I think I caught all of the major issues now, stable-diffusion.cpp works with Vulkan with these changes on AMD and Nvidia.
It doesn't look ready yet, the latest commit crashes every time for me with settings that worked before:
ggml_extend.hpp:939 - clip compute buffer size: 1.40 MB(VRAM)
D:\a\stable-diffusion.cpp\stable-diffusion.cpp\ggml\src\ggml-vulkan.cpp:3073: GGML_ASSERT(d_X->size >= x_sz * ne02 * ne03) failed
It doesn't look ready yet, the latest commit crashes every time for me with settings that worked before:
ggml_extend.hpp:939 - clip compute buffer size: 1.40 MB(VRAM) D:\a\stable-diffusion.cpp\stable-diffusion.cpp\ggml\src\ggml-vulkan.cpp:3073: GGML_ASSERT(d_X->size >= x_sz * ne02 * ne03) failed
Please always add what model you are running and what command you called it with.
My bad.

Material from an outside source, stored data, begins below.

PR #709, opened 2024-08-16
Fixes for memory usage issues

myucekul:
1. Bringing back puma killer
2. Added GC.start in method related to pub_order change

### DIFF
--- a/.gitignore
+++ b/.gitignore
@@ -9,7 +9,6 @@ backstop_data/
 bin/
 .bundle/
 cache/
-config/
 db_backup/
 dist
 gems/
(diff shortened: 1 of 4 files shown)


everreau:
Looks OK to me. Are we planning to leave the GC.start in long term?  Do we have data that it is helping? Or is it just a temporary shot in the dark?  At a minimum I think it should be commented.

bibliotechy (approved):
Looks fine to me. Let's just keep an eye on when these trigger in prod to make sure we are allowing enough memory for each process.

myucekul:
> Looks OK to me. Are we planning to leave the GC.start in long term? Do we have data that it is helping? Or is it just a temporary shot in the dark? At a minimum I think it should be commented.

Okay. I'll add comment. There is evidence that adding GC.start helps. Without is jschol running on t2.micro will die within 5 minutes just by user going to lbnl_rw series and reloading that repeatedly. With the change, it took almost an hour to get to that situation.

Didn't have time to test thoroughly at the time.
After some further testing I've determined the source of the problem to be quantization. Here is an example command:
sd.exe -p "A lovely cat" -m "v1-5-pruned-emaonly.ckpt" --type q8_0
Log:
ggml_vulkan: Found 1 Vulkan devices:
Vulkan0: NVIDIA GeForce GTX 1660 SUPER (NVIDIA) | uma: 0 | fp16: 1 | warp size: 32
[INFO ] stable-diffusion.cpp:176 - loading model from 'D:\Program Files\ComfyUI_windows_portable\ComfyUI\models\checkpoints\v1-5-pruned-emaonly.ckpt'
[INFO ] model.cpp:744 - load D:\Program Files\ComfyUI_windows_portable\ComfyUI\models\checkpoints\v1-5-pruned-emaonly.ckpt using checkpoint format
[INFO ] stable-diffusion.cpp:199 - Stable Diffusion 1.x
[INFO ] stable-diffusion.cpp:205 - Stable Diffusion weight type: q8_0
[INFO ] stable-diffusion.cpp:427 - total params memory size = 1618.48MB (VRAM 1618.48MB, RAM 0.00MB): clip 125.20MB(VRAM), unet 1398.81MB(VRAM), vae 94.47MB(VRAM), controlnet 0.00MB(VRAM), pmid 0.00MB(VRAM)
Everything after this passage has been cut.